Ignacio y Matías Walker en el Torres.

Ene 13, 2012

17 años de diferencia tienen el mayor y el menor de los Walker Prieto. Pese a la distancia generacional, Ignacio, senador, y Matías, diputado, comparten el Parlamento, junto a su otro hermano Patricio.

Sólo en eso inspiró el timonel DC a su hermano, porque no hubo caso con las visitas al estadio para convencerlo de “militar” en la U de Chile: el menor conservó la tradición del padre de ser de la UC. “La U fue mi primer acto de rebeldía”, dice el senador que quiso ser cura y le cantaba al benjamín de la familia canciones de Mazapán, programa en que fue leído un poema de Matías en una breve incursión artística.

Con un vodka tónica en mano -bromea Ignacio con una mineral con limón-, se reunieron en la tradicional Confitería Torres, para algo que, dicen, prácticamente no hacen: hablar de política.
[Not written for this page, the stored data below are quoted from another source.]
PR #374, opened 2020-04-29
LSIF Indexing Campaign

garobrik:
redux

### DIFF
--- a/.github/workflows/lsif.yml
+++ b/.github/workflows/lsif.yml
@@ -1,0 +1,15 @@
+name: LSIF
+on:
+  - push
+jobs:
+  lsif-ts:
+    runs-on: ubuntu-latest
+    container: sourcegraph/lsif-node
+    steps:
+      - uses: actions/checkout@v1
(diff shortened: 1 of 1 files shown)


efritz (changes requested):
Still does not index multi-project

gbrik:
as it turns out, this was the only repo which had this issue. going to fix manually in the morning

macraig:
@gbrik @efritz can this be closed?

efritz:
This doesn't currently work because lsif-tsc has an issue with multi-projects. We can close it, but leaving it opens serves as a good reminder to get this to work once we have the bandwidth.

Strum355:
@efritz am i misremembering that lsif-tsc now works for multi-projects?

efritz:
@Strum355 Could you try running the master version of the indexer and see if it works? If so we can update the args here.

Strum355:
`lsif-tsc -p .` discovered no files. `lsif-tsc **/*.ts` did work

PR #383, opened 2020-05-07
Add TCL and Cobol extensions

efritz:


shared/language-specs/languages.ts
```diff
@@ -28,6 +28,14 @@ const clojureSpec: LanguageSpec = {
     commentStyles: [lispStyleComment],
 }
 
+const cobolSpec: LanguageSpec = {
+    languageID: 'cobol',
+    stylized: 'Cobol',
+    fileExts: ['cbl', 'cob', 'cpy', 'dds', 'ss', 'wks', 'pco'],
+    identCharPattern: createIdentCharPattern('-'),
```
gbrik, line 35: question:
in general how does this handle which chars can be first in an identifier and which can only appear after the first char?

shared/language-specs/languages.ts
```diff
@@ -28,6 +28,14 @@ const clojureSpec: LanguageSpec = {
...
+    commentStyles: [{ lineRegex: /\*/ }],
```
gbrik, line 36: question:

The doc for `lineRegex` says:

```
Captures the content of a line comment. Also prevents jump-to-definition
(except when the token appears to refer to code). Python example:
/#\s?(.*)/
```

This includes a capture group for the comment content. But this regex, and also `shellStyleComment` and `cStyleComment` don't include a capture group. Is the doc example wrong, or are both valid?

garobrik (approved):

shared/language-specs/languages.ts
efritz: Right now this is only used to scan left/right from the current hover position eating characters while it can on each side. We don't currently support a way to make special first characters (java idents can't start with a number, for example, but we'd match it since numbers are in the regex).

shared/language-specs/languages.ts
efritz: Good question. I'll look into this a bit before merging to make this more clear.

shared/language-specs/languages.ts
gbrik: so basically this would consider an integer literal an identifier, but that doesn't actually affect usability?

efritz: Yes, on defs it won't match any output of ctags, and without a def you can't find references either.

If you'd like you can open an issue to improve identifier selection. There's probably a lot of little heuristic tweaks we can do to improve this.

PR #385, opened 2020-05-14
Respect version contexts in search providers

efritz:
Pass versionContext into search functions if it is available to the workspace root.

### DIFF
--- a/shared/util/api.ts
+++ b/shared/util/api.ts
@@ -347,11 +347,17 @@ export class API {
         searchQuery: string,
         fileLocal = true
     ): Promise<SearchResult[]> {
+        const context = sourcegraph.workspace.versionContext
+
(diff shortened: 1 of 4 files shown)


garobrik (approved):

shared/util/api.ts
```diff
@@ -406,7 +412,12 @@ export class API {
             }
         }
 
-        const data = await queryGraphQL<Response>(query, { query: searchQuery })
+        let vars: { [name: string]: unknown } = { query: searchQuery }
+        if (context) {
+            vars = { context, ...vars }
+        }
+
+        const data = await queryGraphQL<Response>(query, vars)
```
felixfbecker, line 420: This should work since if `context` is `undefined`, it'll be omitted from the JSON object
```suggestion
        const data = await queryGraphQL<Response>(query, { query: searchQuery, context })
```

felixfbecker (approved):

Tanto, que Matías supo del acuerdo DC-RN “la noche anterior, pero por otro diputado”.

Los hermanos conversando en nuestro clásico Torres de Alameda

-I: Sólo la DC puede recuperar esos sectores del centro político y de la clase media que votaron por Piñera el 2009. No recuerdo otra semana en que haya recibido tanto mensaje de texto, correo electrónico, gente que me para en la calle, del más variado espectro, incluidos independientes y de centroderecha, por esto que hicimos con RN. Una de las grandes lecciones de este acuerdo con RN es que la DC tiene que jugar ese rol articulador de la política.

-¿Una alianza política más allá de hacer reformas?

-I: No se me entusiasme.

-M: Creo que el acuerdo con RN está circunscrito al cambio de régimen político y del sistema electoral, desde la oposición. Creemos en este pacto de centroizquierda, trabajamos muy bien con las bancadas de la Concertación. Pero la transversalidad también se puede dar en temas ciudadanos, podemos seguir trabajando en otros temas.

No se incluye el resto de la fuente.